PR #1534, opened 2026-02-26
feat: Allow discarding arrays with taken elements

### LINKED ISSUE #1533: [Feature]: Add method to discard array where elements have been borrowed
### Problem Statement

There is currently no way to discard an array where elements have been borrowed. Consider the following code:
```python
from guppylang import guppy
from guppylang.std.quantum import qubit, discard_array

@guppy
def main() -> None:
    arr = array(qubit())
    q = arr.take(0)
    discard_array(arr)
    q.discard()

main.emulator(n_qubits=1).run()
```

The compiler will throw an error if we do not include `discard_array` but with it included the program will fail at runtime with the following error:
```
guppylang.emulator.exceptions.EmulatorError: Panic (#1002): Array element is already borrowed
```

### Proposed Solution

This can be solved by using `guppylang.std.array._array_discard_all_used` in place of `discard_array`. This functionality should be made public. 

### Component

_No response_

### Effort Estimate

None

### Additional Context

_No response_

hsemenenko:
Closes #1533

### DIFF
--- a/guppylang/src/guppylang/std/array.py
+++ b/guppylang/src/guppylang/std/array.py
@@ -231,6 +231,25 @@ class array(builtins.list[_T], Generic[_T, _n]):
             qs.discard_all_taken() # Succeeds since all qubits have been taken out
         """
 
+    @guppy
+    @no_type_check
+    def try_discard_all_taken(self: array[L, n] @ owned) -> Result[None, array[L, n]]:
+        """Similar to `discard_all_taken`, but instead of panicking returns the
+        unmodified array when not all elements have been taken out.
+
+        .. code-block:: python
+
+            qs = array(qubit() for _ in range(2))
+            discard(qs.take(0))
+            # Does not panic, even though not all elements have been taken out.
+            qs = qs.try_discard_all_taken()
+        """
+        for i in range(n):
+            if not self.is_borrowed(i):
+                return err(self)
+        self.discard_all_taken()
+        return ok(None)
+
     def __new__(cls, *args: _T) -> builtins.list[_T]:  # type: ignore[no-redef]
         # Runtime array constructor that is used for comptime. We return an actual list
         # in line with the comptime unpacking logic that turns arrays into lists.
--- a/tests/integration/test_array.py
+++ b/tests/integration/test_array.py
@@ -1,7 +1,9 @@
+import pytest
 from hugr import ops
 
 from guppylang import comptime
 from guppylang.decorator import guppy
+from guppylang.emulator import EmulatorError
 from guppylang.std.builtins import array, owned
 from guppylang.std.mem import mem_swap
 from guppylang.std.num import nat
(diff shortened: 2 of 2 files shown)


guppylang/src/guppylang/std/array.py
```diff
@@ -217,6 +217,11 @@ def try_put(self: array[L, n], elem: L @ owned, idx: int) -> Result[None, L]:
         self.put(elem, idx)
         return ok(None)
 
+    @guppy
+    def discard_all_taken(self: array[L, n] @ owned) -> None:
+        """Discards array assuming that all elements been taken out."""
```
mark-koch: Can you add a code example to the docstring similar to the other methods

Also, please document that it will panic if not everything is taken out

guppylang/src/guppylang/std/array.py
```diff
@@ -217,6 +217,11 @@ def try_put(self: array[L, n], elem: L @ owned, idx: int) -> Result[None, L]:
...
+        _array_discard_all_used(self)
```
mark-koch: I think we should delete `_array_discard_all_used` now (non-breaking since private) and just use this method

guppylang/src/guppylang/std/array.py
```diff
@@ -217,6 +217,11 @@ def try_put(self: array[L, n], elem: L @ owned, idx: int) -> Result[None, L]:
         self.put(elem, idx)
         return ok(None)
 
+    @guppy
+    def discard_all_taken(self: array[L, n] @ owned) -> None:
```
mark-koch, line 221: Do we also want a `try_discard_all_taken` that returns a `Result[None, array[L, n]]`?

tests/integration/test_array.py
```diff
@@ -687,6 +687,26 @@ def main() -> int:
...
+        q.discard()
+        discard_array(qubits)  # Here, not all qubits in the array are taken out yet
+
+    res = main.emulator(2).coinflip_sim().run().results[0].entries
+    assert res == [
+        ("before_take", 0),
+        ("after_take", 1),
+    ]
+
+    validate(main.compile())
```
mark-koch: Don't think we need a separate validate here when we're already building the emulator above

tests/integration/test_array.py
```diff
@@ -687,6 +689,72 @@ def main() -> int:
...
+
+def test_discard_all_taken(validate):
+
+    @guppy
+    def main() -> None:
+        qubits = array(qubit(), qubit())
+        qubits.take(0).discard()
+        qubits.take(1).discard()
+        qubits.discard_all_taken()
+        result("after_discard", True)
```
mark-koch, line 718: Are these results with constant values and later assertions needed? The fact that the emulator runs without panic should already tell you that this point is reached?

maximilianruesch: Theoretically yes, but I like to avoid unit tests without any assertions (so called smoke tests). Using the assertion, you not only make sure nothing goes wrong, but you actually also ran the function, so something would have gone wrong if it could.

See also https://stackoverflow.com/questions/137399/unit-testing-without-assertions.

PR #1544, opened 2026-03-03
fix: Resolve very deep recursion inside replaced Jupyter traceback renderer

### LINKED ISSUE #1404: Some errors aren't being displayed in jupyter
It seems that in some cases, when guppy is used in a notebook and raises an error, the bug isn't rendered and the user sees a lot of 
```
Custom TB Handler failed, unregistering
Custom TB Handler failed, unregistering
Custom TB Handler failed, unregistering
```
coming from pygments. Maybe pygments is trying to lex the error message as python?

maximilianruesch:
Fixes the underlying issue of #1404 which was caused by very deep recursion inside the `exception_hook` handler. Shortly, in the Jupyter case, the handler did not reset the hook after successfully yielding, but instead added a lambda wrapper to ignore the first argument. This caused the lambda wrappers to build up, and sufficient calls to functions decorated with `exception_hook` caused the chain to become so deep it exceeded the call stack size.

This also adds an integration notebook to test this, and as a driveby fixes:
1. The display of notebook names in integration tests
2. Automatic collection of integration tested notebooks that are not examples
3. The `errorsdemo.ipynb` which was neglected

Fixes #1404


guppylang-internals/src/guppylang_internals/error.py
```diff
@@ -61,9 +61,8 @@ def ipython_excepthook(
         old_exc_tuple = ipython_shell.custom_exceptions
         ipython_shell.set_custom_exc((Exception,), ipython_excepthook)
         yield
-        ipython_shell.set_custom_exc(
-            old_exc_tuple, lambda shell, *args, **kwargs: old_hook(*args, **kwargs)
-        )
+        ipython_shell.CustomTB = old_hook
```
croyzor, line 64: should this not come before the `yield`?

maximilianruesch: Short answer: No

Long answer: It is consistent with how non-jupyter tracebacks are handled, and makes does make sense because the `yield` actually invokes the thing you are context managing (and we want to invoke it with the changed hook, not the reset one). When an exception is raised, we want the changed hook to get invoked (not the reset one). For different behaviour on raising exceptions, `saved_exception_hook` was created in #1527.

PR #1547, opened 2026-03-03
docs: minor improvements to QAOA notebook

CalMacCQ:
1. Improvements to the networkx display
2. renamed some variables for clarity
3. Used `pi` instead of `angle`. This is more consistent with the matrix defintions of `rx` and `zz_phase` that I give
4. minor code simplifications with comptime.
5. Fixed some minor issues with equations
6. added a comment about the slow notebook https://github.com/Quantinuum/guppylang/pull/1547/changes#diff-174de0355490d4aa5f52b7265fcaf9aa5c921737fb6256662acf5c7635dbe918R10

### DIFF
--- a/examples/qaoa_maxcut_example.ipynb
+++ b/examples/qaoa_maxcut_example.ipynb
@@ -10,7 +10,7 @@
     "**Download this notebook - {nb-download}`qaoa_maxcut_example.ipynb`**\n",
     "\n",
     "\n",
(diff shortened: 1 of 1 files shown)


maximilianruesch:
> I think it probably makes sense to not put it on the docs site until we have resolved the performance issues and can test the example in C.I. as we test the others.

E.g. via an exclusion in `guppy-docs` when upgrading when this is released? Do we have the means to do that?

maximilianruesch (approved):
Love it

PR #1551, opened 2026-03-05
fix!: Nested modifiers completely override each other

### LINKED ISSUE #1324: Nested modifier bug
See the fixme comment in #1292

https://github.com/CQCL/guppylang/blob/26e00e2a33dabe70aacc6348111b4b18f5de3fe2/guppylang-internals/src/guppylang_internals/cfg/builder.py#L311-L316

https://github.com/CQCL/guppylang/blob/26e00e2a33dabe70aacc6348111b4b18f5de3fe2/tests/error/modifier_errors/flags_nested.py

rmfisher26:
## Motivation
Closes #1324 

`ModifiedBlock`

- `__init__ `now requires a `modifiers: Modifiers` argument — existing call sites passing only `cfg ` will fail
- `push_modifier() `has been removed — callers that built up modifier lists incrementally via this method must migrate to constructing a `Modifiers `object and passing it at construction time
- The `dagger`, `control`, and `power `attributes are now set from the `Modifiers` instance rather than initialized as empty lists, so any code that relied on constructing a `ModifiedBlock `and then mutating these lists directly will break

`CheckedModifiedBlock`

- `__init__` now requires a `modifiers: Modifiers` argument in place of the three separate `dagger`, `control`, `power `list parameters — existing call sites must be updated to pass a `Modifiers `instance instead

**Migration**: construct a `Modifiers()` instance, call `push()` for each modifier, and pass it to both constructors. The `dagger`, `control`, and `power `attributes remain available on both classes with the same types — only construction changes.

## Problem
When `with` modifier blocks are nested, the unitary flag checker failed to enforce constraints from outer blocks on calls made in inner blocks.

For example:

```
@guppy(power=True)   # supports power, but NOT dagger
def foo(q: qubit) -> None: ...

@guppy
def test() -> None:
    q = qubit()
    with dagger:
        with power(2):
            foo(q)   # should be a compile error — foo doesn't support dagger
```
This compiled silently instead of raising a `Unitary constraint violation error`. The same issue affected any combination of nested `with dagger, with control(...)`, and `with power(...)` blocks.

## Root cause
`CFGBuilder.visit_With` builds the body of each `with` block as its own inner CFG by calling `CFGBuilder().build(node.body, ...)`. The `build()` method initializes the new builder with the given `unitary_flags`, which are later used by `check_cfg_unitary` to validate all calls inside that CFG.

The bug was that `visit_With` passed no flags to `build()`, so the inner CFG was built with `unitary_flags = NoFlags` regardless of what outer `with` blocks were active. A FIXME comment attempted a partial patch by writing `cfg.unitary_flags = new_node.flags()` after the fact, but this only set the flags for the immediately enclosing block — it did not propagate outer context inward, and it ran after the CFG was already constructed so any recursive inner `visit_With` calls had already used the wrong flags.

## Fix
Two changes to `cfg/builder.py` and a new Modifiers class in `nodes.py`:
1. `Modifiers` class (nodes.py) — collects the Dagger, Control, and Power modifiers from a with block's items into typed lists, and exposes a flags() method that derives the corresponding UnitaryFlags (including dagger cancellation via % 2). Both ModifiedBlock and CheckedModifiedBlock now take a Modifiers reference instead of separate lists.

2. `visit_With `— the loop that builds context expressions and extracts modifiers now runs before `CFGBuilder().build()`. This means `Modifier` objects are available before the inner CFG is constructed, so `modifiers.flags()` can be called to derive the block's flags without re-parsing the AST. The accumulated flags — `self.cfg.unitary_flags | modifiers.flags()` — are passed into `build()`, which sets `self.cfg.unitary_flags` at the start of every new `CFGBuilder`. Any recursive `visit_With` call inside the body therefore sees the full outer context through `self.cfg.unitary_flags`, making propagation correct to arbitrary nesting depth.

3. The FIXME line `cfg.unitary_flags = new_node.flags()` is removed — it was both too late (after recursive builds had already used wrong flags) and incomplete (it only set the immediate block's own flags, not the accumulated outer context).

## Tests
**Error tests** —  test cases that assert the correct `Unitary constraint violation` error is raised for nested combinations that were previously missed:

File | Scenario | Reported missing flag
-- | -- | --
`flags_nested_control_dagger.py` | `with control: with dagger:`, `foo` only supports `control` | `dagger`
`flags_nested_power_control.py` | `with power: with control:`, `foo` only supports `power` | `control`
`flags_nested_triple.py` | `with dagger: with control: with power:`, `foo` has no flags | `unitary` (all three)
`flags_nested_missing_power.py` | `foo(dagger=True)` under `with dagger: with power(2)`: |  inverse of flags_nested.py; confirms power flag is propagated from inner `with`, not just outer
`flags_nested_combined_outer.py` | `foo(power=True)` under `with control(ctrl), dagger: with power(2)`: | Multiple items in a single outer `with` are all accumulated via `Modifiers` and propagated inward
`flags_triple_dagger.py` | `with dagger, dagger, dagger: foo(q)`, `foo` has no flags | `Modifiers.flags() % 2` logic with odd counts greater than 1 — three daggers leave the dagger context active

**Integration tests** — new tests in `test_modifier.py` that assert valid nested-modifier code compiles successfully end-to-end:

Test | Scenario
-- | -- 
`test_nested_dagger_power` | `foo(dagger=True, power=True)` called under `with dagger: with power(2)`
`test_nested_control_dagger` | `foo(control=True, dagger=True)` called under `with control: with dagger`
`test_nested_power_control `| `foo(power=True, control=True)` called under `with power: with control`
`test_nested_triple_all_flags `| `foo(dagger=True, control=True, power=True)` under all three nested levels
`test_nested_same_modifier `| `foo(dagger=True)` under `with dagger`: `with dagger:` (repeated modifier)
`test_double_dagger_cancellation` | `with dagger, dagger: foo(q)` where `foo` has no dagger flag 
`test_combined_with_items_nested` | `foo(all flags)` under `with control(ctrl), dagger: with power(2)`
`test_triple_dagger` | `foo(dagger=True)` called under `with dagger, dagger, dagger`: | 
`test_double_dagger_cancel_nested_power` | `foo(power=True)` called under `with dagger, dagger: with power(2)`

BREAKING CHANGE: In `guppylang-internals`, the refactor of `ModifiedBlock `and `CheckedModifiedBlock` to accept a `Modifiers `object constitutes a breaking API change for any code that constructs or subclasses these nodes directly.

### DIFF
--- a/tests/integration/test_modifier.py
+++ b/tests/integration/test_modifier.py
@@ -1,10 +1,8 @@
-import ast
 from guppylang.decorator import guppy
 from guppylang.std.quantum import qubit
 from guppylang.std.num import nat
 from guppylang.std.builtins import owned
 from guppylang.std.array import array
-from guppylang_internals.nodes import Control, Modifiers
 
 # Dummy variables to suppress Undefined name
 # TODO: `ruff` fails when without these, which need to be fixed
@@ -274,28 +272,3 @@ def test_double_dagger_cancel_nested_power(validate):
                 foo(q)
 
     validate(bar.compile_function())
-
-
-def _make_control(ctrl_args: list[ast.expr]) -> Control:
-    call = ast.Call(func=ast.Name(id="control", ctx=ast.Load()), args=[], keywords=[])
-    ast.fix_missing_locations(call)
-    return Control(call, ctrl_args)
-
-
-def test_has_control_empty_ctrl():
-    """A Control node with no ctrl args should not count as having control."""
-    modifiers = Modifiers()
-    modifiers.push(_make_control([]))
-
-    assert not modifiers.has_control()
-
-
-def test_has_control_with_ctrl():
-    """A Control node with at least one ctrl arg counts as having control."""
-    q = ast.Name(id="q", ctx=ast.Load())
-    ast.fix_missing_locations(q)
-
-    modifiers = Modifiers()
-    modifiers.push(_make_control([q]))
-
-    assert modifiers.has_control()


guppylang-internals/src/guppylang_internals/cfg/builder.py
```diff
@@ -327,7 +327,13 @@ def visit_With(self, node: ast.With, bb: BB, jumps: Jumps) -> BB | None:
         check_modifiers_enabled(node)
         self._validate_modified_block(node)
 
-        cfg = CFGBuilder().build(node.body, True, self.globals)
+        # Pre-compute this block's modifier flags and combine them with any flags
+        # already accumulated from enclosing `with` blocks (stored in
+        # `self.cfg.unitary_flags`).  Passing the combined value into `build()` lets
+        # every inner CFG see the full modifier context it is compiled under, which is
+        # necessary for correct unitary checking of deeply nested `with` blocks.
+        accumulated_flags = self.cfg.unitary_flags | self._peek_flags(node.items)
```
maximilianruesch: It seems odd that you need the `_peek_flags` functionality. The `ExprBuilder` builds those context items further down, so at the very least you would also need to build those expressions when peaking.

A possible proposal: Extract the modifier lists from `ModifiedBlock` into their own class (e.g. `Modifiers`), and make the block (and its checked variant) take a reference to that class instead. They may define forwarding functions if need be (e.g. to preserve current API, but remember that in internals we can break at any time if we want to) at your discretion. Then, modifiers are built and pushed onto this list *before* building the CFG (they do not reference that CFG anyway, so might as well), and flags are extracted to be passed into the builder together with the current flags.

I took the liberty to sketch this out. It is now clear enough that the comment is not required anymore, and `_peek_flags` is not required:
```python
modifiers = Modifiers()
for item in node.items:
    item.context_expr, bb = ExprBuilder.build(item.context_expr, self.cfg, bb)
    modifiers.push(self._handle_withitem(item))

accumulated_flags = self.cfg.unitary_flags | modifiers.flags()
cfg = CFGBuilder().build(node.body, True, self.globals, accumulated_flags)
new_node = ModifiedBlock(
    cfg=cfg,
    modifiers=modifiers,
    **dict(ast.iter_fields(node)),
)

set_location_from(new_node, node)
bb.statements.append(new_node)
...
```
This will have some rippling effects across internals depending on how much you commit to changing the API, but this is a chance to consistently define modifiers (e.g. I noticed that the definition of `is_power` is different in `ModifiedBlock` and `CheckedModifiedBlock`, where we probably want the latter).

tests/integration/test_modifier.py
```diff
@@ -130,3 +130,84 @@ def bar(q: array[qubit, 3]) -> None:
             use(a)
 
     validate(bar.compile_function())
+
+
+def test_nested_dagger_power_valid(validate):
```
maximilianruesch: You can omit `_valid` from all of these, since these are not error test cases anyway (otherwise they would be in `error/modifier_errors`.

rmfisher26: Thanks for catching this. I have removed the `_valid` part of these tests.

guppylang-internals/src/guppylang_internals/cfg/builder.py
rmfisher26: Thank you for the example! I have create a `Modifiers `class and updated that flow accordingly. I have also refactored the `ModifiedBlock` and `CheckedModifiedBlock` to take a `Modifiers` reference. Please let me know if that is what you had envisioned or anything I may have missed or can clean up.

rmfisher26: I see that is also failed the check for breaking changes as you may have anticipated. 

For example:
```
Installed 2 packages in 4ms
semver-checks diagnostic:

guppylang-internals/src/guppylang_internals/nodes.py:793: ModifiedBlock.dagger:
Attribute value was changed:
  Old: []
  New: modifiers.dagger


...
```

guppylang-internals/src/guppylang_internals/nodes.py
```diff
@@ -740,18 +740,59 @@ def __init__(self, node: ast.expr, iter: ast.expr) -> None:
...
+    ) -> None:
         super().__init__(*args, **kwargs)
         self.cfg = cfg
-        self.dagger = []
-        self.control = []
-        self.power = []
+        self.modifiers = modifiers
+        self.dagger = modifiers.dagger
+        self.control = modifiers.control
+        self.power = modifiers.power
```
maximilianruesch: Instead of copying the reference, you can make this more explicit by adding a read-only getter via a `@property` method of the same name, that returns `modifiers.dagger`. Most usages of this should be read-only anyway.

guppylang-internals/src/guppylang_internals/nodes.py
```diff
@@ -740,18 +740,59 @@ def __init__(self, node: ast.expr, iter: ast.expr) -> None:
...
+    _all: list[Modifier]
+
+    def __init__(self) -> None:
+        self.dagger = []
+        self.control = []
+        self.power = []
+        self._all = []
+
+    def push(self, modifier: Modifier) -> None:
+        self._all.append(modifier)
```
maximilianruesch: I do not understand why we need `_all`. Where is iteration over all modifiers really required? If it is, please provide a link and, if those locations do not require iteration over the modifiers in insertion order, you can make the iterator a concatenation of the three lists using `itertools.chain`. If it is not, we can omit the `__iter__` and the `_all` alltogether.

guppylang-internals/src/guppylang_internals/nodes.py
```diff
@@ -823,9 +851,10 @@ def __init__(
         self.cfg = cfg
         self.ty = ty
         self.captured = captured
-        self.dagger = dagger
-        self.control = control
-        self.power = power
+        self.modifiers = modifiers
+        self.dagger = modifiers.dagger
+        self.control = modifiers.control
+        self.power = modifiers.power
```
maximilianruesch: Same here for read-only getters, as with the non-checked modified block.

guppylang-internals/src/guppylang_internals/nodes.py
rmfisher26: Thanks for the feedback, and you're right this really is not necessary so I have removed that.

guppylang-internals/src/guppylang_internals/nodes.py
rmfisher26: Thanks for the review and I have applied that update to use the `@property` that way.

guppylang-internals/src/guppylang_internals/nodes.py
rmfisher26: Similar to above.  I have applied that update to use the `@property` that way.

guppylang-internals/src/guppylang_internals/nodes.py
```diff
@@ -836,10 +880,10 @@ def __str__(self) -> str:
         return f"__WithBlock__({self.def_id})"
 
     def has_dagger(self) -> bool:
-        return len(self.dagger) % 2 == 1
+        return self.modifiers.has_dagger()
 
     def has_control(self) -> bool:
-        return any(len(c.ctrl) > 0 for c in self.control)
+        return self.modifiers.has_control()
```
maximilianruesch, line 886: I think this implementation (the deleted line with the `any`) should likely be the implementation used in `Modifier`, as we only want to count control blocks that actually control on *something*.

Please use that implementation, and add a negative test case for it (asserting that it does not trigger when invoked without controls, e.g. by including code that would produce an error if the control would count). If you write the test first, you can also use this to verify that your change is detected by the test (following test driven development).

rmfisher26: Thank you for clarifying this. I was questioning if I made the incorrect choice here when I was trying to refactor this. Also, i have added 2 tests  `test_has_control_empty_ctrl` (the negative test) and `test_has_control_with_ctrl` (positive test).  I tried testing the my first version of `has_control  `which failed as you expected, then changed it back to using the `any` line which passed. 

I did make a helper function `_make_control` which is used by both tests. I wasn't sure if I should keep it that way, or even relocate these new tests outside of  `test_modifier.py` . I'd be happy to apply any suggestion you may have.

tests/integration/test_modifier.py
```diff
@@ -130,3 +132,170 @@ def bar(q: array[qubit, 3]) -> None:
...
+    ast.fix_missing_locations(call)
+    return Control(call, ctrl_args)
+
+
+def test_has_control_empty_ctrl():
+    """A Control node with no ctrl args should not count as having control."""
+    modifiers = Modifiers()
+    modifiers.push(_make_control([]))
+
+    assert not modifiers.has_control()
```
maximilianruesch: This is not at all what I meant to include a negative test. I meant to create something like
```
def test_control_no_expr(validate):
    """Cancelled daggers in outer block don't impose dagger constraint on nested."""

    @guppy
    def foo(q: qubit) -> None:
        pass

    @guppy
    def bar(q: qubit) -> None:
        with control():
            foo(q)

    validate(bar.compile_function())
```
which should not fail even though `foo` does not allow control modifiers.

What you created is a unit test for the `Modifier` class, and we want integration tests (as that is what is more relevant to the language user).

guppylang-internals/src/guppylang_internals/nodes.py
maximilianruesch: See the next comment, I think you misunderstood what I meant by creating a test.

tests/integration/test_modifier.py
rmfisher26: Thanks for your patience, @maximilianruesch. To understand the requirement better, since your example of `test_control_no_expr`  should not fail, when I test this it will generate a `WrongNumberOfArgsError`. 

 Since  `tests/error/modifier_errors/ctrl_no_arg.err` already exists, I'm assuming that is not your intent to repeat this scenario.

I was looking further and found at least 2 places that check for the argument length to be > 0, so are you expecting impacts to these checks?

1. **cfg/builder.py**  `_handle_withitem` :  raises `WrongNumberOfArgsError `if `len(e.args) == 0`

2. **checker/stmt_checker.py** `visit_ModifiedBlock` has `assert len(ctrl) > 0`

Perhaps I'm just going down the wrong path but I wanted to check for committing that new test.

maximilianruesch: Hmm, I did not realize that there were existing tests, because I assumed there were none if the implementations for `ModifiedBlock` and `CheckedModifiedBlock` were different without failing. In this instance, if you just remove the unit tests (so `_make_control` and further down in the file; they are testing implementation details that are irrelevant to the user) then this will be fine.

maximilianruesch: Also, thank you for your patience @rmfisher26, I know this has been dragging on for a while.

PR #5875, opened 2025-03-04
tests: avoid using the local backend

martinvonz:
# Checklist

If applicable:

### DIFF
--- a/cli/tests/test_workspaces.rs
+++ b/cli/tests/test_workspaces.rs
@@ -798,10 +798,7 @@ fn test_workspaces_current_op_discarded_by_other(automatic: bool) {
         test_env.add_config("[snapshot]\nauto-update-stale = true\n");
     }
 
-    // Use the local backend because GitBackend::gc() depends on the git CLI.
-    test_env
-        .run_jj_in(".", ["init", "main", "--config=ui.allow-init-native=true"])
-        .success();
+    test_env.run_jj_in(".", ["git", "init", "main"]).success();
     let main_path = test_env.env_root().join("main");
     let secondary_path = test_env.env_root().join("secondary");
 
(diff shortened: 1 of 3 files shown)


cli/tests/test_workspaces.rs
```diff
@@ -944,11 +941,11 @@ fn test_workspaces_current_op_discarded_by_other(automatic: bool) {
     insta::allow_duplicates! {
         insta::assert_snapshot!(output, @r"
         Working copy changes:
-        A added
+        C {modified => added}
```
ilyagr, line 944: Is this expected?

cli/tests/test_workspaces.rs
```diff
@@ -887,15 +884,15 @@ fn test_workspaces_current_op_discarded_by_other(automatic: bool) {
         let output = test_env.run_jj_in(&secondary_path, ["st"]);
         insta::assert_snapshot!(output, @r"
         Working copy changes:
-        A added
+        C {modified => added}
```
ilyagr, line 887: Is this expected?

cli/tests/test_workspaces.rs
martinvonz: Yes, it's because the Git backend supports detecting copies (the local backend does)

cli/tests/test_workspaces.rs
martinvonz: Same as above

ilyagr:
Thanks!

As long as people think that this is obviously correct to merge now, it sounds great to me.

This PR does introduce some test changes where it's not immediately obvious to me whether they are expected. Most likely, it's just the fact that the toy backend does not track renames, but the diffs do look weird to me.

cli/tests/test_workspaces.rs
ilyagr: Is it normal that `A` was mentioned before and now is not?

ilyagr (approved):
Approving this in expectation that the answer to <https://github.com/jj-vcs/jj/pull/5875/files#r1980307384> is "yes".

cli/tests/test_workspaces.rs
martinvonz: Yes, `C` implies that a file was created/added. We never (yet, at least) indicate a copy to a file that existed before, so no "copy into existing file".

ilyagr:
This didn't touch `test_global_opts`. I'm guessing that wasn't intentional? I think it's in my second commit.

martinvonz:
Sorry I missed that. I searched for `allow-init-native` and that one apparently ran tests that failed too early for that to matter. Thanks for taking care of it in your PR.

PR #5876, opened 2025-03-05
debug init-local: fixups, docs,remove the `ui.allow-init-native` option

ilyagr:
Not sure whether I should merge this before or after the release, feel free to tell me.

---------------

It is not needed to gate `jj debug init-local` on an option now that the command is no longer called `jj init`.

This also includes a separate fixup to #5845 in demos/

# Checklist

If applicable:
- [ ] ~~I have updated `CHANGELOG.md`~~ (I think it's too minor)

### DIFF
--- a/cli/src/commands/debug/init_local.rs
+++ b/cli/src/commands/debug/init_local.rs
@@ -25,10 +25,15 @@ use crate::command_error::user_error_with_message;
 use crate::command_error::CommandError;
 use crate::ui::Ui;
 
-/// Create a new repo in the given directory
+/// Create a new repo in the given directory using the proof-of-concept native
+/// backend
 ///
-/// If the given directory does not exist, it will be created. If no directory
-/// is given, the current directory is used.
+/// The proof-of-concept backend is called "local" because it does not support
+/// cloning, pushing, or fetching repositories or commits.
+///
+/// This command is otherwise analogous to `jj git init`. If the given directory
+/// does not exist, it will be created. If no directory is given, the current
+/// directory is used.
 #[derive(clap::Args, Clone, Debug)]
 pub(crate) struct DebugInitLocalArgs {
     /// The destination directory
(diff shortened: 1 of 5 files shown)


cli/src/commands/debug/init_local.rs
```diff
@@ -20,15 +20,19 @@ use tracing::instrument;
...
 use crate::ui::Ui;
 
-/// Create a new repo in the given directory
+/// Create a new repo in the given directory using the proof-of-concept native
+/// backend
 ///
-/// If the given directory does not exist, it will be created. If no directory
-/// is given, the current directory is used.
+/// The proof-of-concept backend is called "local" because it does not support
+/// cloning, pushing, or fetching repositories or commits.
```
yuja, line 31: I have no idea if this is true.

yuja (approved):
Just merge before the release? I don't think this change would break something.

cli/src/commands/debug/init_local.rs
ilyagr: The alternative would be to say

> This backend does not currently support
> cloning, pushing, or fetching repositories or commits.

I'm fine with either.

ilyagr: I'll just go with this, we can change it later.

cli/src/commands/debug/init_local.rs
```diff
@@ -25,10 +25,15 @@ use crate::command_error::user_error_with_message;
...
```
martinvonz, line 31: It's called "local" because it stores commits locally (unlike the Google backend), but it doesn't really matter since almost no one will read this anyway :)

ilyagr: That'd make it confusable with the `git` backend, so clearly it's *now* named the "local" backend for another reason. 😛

- [Prompt]
Please copy every line of the material that contains the word "functions".

- [Exercise response]
Fixes the underlying issue of #1404 which was caused by very deep recursion inside the `exception_hook` handler. Shortly, in the Jupyter case, the handler did not reset the hook after successfully yielding, but instead added a lambda wrapper to ignore the first argument. This caused the lambda wrappers to build up, and sufficient calls to functions decorated with `exception_hook` caused the chain to become so deep it exceeded the call stack size.
A possible proposal: Extract the modifier lists from `ModifiedBlock` into their own class (e.g. `Modifiers`), and make the block (and its checked variant) take a reference to that class instead. They may define forwarding functions if need be (e.g. to preserve current API, but remember that in internals we can break at any time if we want to) at your discretion. Then, modifiers are built and pushed onto this list *before* building the CFG (they do not reference that CFG anyway, so might as well), and flags are extracted to be passed into the builder together with the current flags.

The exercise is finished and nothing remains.